» TASK BRIEF
Your job is to set down the stretch of entries that opens with the line containing "fix(server): error when" and closes with the line containing "In server environments, the". Keep both end lines, copy each exactly, and add nothing.

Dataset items
PR #5578, opened 2023-04-04
feat(insights): require optin for insights option

Haroenv:
**Summary**

The `insights` option now defaults to `false`, instead of true.

**Result**

Insights is no longer fully automatic.

FX-2300


FabienMotte (approved):

FabienMotte:
Looks like some snapshots are not updated

sarahdayan (approved):
LGTM once tests are fixed.

Haroenv:
Ah, I had the wrong local build of InstantSearch.js, so the Vue InstantSearch and React InstantSearch Hooks tests still had the old values. Updating the tests, then merging

PR #5579, opened 2023-04-05
POC: serverless server side rendering for InstantSearch.js

Haroenv:
**Summary**

In the context of Hack Day, we imagined how server side rendering could be set up for InstantSearch.js, without customers running any server side rendering-specific code in their server.

**Result**

A POC with some entry points:

- consumer-server.js which fetches the API and renders html templates in the page
- instantsearch-code.js / instantsearch-code.html, the InstantSearch code set up by the customer (in the dashboard)
- instantsearch-server.js our API, which uses JSDOM to render instantsearch-code.html and evaluate instantsearch-code.js, and finally return the html templates to the consumer

### DIFF
--- a/examples/js/server-rendering/instantsearch-server.js
+++ b/examples/js/server-rendering/instantsearch-server.js
@@ -1,0 +1,113 @@
+import http from 'node:http';
+import { JSDOM, ResourceLoader } from 'jsdom';
+import { readFile } from 'node:fs/promises';
+
+import {
+  getInitialResults,
+  waitForResults,
+} from 'instantsearch.js/es/lib/server.js';
+
+// eslint-disable-next-line @typescript-eslint/no-unused-vars
+import instantsearch from 'instantsearch.js/dist/instantsearch.development.js';
+// eslint-disable-next-line @typescript-eslint/no-unused-vars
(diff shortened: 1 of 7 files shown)


examples/js/server-rendering/instantsearch-server.js
```diff
@@ -0,0 +1,113 @@
...
+
+    window.setTimeout = setTimeout;
+    window.setInterval = setInterval;
+
+    Object.assign(global, window, {
+      window,
+      // @TODO: how to add all global window properties?
+      HTMLElement: window.HTMLElement,
+      XMLHttpRequest: window.XMLHttpRequest,
+    });
```
Haroenv, line 56: in a real use case, we wouldn't add these all in current global scope, but as exposed variables to the isolate which runs the instantsearch code.

examples/js/server-rendering/instantsearch-server.js
```diff
@@ -0,0 +1,113 @@
...
+  .listen(3000);
+
+function createDOM(code) {
+  window.search = undefined;
+
+  // eslint-disable-next-line no-eval
+  eval(code);
+
+  return { search: window.search };
+}
```
Haroenv, line 113: this should also be in an isolated part of the code

PR #5580, opened 2023-04-05
feat(insights): annotate events with algoliaSource

Haroenv:
**Summary**

We annotate the events sent to insights with both "intstantsearch" and "instantsearch-internal", to identify the kind of events sent.

**Result**

- algoliaSource is an array
- default it always has "instantsearch"
- if it's an "internal" event, it also has "instantsearch-internal"

To be able to make this work, all internal events were changed to "xxx:internal", meaning the "skip click if two internal ones in a row" feature in createSendEventForHits was refined to click only (view for example will be sent multiple times in a tick if >20 hitsPerPage)

FX-2287

### DIFF
--- a/bundlesize.config.json
+++ b/bundlesize.config.json
@@ -2,11 +2,11 @@
   "files": [
     {
       "path": "./packages/instantsearch.js/dist/instantsearch.production.min.js",
-      "maxSize": "74 kB"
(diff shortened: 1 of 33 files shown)


FabienMotte (approved):
Looks good to me, just need to bump some sizes in the bundlesize config.

PR #5588, opened 2023-04-11
fix(server): error when multiple InstantSearch instances in getServerState

Haroenv:
**Summary**

In server environments, the InstantSearch instance gets passed from InstantSearchSSRProvider to InstantSearch, meaning that all child InstantSearch components have the _same_ instance, which can cause many issues.

As this already is working badly, I don't think erroring would be a breaking change, but possibly people are already relying on the current behaviour?

I considered finding a place to have this error in useInstantSearch (as it's the real root cause), I couldn't find anything that still worked with strict mode only creating one InstantSearch instance for both renders.

**Result**

fixes https://github.com/algolia/instantsearch/issues/5585

An error gets thrown if there are multiple InstantSearch components in a single call to getWidgetState

### DIFF
--- a/packages/react-instantsearch-hooks-server/src/__tests__/getServerState.test.tsx
+++ b/packages/react-instantsearch-hooks-server/src/__tests__/getServerState.test.tsx
@@ -132,6 +132,29 @@ describe('getServerState', () => {
     );
   });
 
+  test('throws with multiple <InstantSearch> components', async () => {
+    function App({ serverState }: { serverState?: InstantSearchServerState }) {
+      return (
+        <InstantSearchSSRProvider {...serverState}>
+          <InstantSearch
+            searchClient={createSearchClient({})}
+            indexName="index"
+          />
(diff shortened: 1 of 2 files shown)


FabienMotte (approved):
Looks good to me having the error here

aymeric-giraudet (approved):
Alternatively we could [also check here in this condition](https://github.com/algolia/instantsearch/blob/1f81b61cf0e78aeb7022d5e9eca0d49de727dc64/packages/react-instantsearch-hooks/src/lib/useInstantSearchApi.ts#L43) whether the upper searchRef is already defined in which case we know it's nested so we could just use a local ref.
But as you've mentioned in the issue they should probably just use multiple indices so idk

Haroenv:
@aymeric-giraudet I checked that, but in strict mode the second render (or really any subsequent render) has the ref already defined, so you can't use it to detect the behaviour.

» TASK RESULT
fix(server): error when multiple InstantSearch instances in getServerState

Haroenv:
**Summary**

In server environments, the InstantSearch instance gets passed from InstantSearchSSRProvider to InstantSearch, meaning that all child InstantSearch components have the _same_ instance, which can cause many issues.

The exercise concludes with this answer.